PPC group’s cement sales volumes fell 4.6% in South Africa and Botswana for the four months to end July, but an average 5.5% increase in selling prices resulted in revenue rising by 1.6%, the group said in an operational update yesterday.
PPC’s directors said although interest rates had begun to decline and local sentiment was improving, there was still no clear evidence of large-scale infrastructure or retail developments.
As a result, the overall outlook for the SA and Botswana group remained “subdued.” PPC would continue to focus on the turnaround of its cement businesses to improve profitability and cash generation.
In the four month period the variable cost per ton was almost flat, but fixed costs increased by more than inflation and earnings before interest tax depreciation and amortisation (EBITDA) decreased by 10.4%.
“The South African cement business is the key focus area of the turnaround actions,” the directors said.
PPC recently started a process to improve profitability and returns on assets, a process that had followed the stabilisation of the balance sheet, and sale of non-strategic assets in recent years.
The turnaround is focused on people, organisational culture, processes, as well as industrial and supply chain optimisation, and it aims to enhance the competitive position of the group. The positive effects were expected to become evident in the next financial year.
The group intends to provide guidance on the size and timing of opportunities from the turnaround plan in the results for the six months to September 30, which is expected to be released on November 18.
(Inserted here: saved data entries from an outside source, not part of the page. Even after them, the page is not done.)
PR #2864, opened 2022-02-17
Deprecate `cocotb.fork`

### LINKED ISSUE #2663: Deprecate `cocotb.fork`
With #2660 bringing in `cocotb.start` and `cocotb.start_soon`, and these APIs replacing `cocotb.fork` we should deprecate `cocotb.fork` in favor of these APIs so it may be removed in 2.0. This is supported by the fact that a new scheduler implementation will likely not support `fork`'s semantics.

## Rationale
* `fork` causes the coroutine to be scheduled immediately, which causes recursion in the scheduler leading to bugs in corner cases that are not trivial to fix
* because of the immediate scheduling it is impossible to catch an exception that occur before the first `await`, `start_soon` does not have this problem
* Can lead to recursion exceptions in programs that recursively fork

ktbarrett:
Closes #2663. Deprecates `cocotb.fork` in place of `cocotb.start_soon` and `cocotb.start`.

### DIFF
--- a/cocotb/__init__.py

In Zimbabwe, imports increased and contributed to the reduced volumes of PPC Zimbabwe. Cost containment would continue. This, with turnaround initiatives, was expected to have a positive impact on PPC Zimbabwe’s earnings.
Sales volumes in the group’s ready mix business fell, but cost controls resulted in the materials businesses being marginally positive, compared to being marginally negative previously.
PPC Zimbabwe’s cement sales volumes fell 10.9%. An average US dollar price increase of 4%, implemented in January, kept the revenue decrease in rands to 4.5%.
PPC Zimbabwe’s EBITDA margin fell to 29% compared to 29.8% in the prior period.
For the four months to July group revenue declined 2.1%. Zimbabwe contributed 30% to group revenue compared to the 33% for the twelve months ended March 31, 2024. Cement contributed 90% of revenue, while materials contributed 10%.
Net cash generation by the SA and Botswana group, before financing and excluding dividends from PPC Zimbabwe, improved to R192m from R129m.
The biggest single contributor was the improvement in working capital mainly in inventory levels. Total group debt remained unchanged since March 31 at R775m. A special dividend totalling R521m was declared on August 28 and settled on September 23.